Le Hollywood Reporter rapporte en effet que des étudiantes de l'université de Saskatchewan se sont penchées sur la façon dont le «feminist Ryan Gosling»  influe sur les convictions féministes. «Leur étude a montré que les hommes qui avaient vu une photo de Ryan Gosling avec des propos féministes écrits dessus étaient plus susceptibles de souscrire à des thèses du féminisme radical que le groupe témoin, qui n'observait que des photos de Ryan Gosling sans texte», explique le Hollywood Reporter.

Un exemple donné par le Hollywood Reporter: des hommes ayant vu ce mème étaient plus enclins à adhérer à l'idée que «les hommes utilisent les lois sur l'avortement et les techniques de reproduction pour contrôler la vie des femmes». Ils n'avaient pas plus tendance que les autres à s'identifier comme féministes cependant. «Feminist Ryan Gosling» n'avait pas de conséquence notable sur les femmes.

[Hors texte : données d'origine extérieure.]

PR #65, opened 2015-01-12
remove only the indices, not the square brackets

Dakuan:
The `{indices: false}` feature isn't really doing what you would expect from the API. It's removing both the index number and the square brackets. This is a shame as the square brackets are expected to be there by a great many web technologies including PHP and Ruby On Rails.

### DIFF
--- a/lib/stringify.js
+++ b/lib/stringify.js
@@ -41,8 +41,8 @@ internals.stringify = function (obj, prefix, options) {
         var key = objKeys[i];
         if (!options.indices &&
             Array.isArray(obj)) {
-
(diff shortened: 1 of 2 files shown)


nlf:
This would be a breaking change, instead let's add a new option `brackets` that will enable or disable brackets when `indices === false` and default it to `false`, that way the old behavior remains but can be explicitly overridden.

Dakuan:
@nlf had another suggestion: https://github.com/hapijs/qs/issues/46

nlf:
Superseded by #70, closing this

Les deux étudiantes n'ont pas choisi de montrer à un groupe uniquement des phrases féministes –sans Ryan–, parce qu'elles voulaient tester la façon dont des images circulant largement sur Internet pouvaient affecter les gens, détaille le Hollywood Reporter.

Cette étude permet de tirer deux conclusions: les mèmes sont plus que des petites blagues sur Internet, ils peuvent avoir un impact idéologique.  

La deuxième: c'est important que les hommes soient associés au féminisme. Cette étude est une étude, réalisée à petite échelle, et relativement peu d'informations sont données. Mais il est précisé néanmoins que l'impact du mème a été plus grand sur les hommes que sur les femmes. Et je déduis –c'est une supposition– que le fait de voir un type beau, sexy, reconnu comme viril, accolé à des propos féministes, autorise en quelque sorte à penser le féminisme comme quelque chose qui ne déviriliserait pas les hommes. L'une des doctorantes, Sarah Sangster, avance d'ailleurs au National Post qu'il est «vu comme un concurrent sexuel, et qu'il devient donc quelqu'un dont on veut être à la hauteur».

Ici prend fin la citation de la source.